─── Exercise material

PR #5996, opened 2020-08-18
Return real JSON from "fly get-team --json"

agurney:

Bug Fix

This is documented, implemented-ish, and tested-ish, but didn't work: doing `fly -t tgt get-team --team-name foo --json` would always produce the syntactically-valid but boring response `{}`. This is because the code uses the go-concourse `Team` object, which has no data members and so does very little of interest when serialized.

There was originally a test for the YAML-formatted output, but that did not run for the reasons described in 2e5d954, and there were no tests for JSON. That commit also changed the test to look at the tabular format. It appears tests of the JSON path were accidentally skipped over in the refactoring.

We now synthesize a JSON object with team and auth contents, plus the team ID (originally discarded in `go-concourse` but now stashed for this purpose). That means the output will match the elements in `fly teams`.

## Notes to reviewer:

I added `.ID()` to the go-concourse `Team`, as a quick way to get this information through. In `get_team.go` I just make a little map with the desired data, which happens to mirror ATC's definition of `Team`. I feel a bit bad about not just using `atc.Team` properly, but was wary of getting caught up in too much messing about with refactoring of the different `Team`/`team` objects. Happy to give a stab at that if it seems worthwhile.

The changes in go-concourse/concourse/concoursefakes/fake_team.go are just whatever `go generate` did, and should be completely boilerplate.

## Release Note
The `--json` flag on `fly get-team` is meant to yield a structured JSON representation of the team data, including auth details, but instead just gave `{}`. Now it works as intended.

## Contributor Checklist

- [X] [Signed] all commits
- [ ] Updated [Documentation] - I didn't change this because it's already documented to work this way
- [X] Added release note (Optional)

## Reviewer Checklist

- [ ] Code reviewed
- [ ] Tests reviewed
- [ ] Documentation reviewed
- [ ] Release notes reviewed
- [ ] PR acceptance performed
  the [integration
  `--help` text).

### DIFF
--- a/go-concourse/concourse/team.go
+++ b/go-concourse/concourse/team.go
@@ -11,7 +11,7 @@ import (
 
 type Team interface {
 	Name() string
-
+    ID() int
 	Auth() atc.TeamAuth
 
 	CreateOrUpdate(team atc.Team) (atc.Team, bool, bool, []ConfigWarning, error)
@@ -77,6 +77,7 @@ type Team interface {
 
 type team struct {
 	name       string
+	id         int
 	connection internal.Connection //Deprecated
 	httpAgent  internal.HTTPAgent
 	auth       atc.TeamAuth
@@ -86,13 +87,17 @@ func (team *team) Name() string {
 	return team.name
 }
 
+func (team *team) ID() int {
+	return team.id
+}
+
+func (team *team) Auth() atc.TeamAuth {
+	return team.auth
+}
+
 func (client *client) Team(name string) Team {
 	return &team{
 		name:       name,
 		connection: client.connection,
 	}
-}
-
-func (team *team) Auth() atc.TeamAuth {
-	return team.auth
 }
--- a/go-concourse/concourse/team.go
+++ b/go-concourse/concourse/team.go
@@ -13,6 +13,7 @@ type Team interface {
 	Name() string
     ID() int
 	Auth() atc.TeamAuth
+	ATCTeam() atc.Team
 
 	CreateOrUpdate(team atc.Team) (atc.Team, bool, bool, []ConfigWarning, error)
 	RenameTeam(teamName, name string) (bool, []ConfigWarning, error)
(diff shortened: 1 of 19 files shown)


go-concourse/concourse/team.go
```diff
@@ -11,7 +11,7 @@ import (
 
 type Team interface {
 	Name() string
```
clarafu, line 13: I think it might be better if we had an accessor that constructs an `atc.Team` object (which can be used directly in order to return the json flag) and places that are using the `Name()` and `Auth()` accessors can pull it off the `atc.Team` object. I did see you mention this in your PR description so I wanna know your thoughts too!

clarafu (commented):
Thanks for submitting this PR! 😄  So sorry for taking so long to review it!

go-concourse/concourse/team.go
agurney: I think that could work, especially with changing to something like
```golang
type team struct {
    atc.Team
    connection internal.Connection
    httpAgent  internal.HTTPAgent
}
```

for the private type.

My hesitation is basically around not wanting to make too many far-reaching changes to the structures, which are used everywhere, _even though at the same time_ I do want to do something to straighten out `atc.Team` vs `db.Team` vs `concourse.Team` vs `db.team` vs `concourse.team`. I'll have a go at doing what you suggest, which would make the marshalling part more natural with the rest of the code.

clarafu: Right I definitely understand your concern, I took a quick peek to see how many places would need to change and I think it might only need to be adjusted in a few fly commands but I could be wrong. If it ends up being a more extensive change you can let me know and we can see where to go about from there?

agurney: I added a [new commit](https://github.com/concourse/concourse/pull/5996/commits/072c7ce9d1b096a51c57d20b573f01b41afb3c1a) with the suggested accessor implemented, but stopped short of removing the existing `team.Name()` and friends. On trying to push that through, it led to some pretty icky-looking changes to go through the additional layer of indirection in order to get the data. (I've also rebased.)

go-concourse/concourse/teams_test.go
```diff
@@ -41,7 +41,7 @@ var _ = Describe("ATC Handler Teams", func() {
 			It("returns the requested team", func() {
 				team, err := client.FindTeam(teamName)
 				Expect(err).NotTo(HaveOccurred())
-				Expect(team.Name()).To(Equal(teamName))
+				Expect(team.Name(),).To(Equal(teamName))
```
clarafu, line 44: I think you have an extra comma there!

clarafu (commented):
I like it! There are a lot of refactor changes but I think it is necessary for this approach and it doesn't feel like it's complicating the code, what do you think?

go-concourse/concourse/teams_test.go
agurney: Thanks for catching it, apologies for leaving it in.

clarafu (approved):
I tried running the `fly get-team --json` command against a concourse deployment with your changes and it works as intended. The output I get is 
```
{
  "id": 1,
  "name": "main",
  "auth": {
    "owner": {
      "groups": [],
      "users": [
        "local:test"
      ]
    }
  }
}
```

vs without your changes it gives me
```
{}
```

Everything looks great! Thanks so much for submitting the PR and making all those edits! :)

──────

* What is needed
Starting with the first line of the listing, output each line exactly until you have included the one containing "This is documented, implemented-ish, and".

* Finished task
PR #5996, opened 2020-08-18
Return real JSON from "fly get-team --json"

agurney:

Bug Fix

This is documented, implemented-ish, and tested-ish, but didn't work: doing `fly -t tgt get-team --team-name foo --json` would always produce the syntactically-valid but boring response `{}`. This is because the code uses the go-concourse `Team` object, which has no data members and so does very little of interest when serialized.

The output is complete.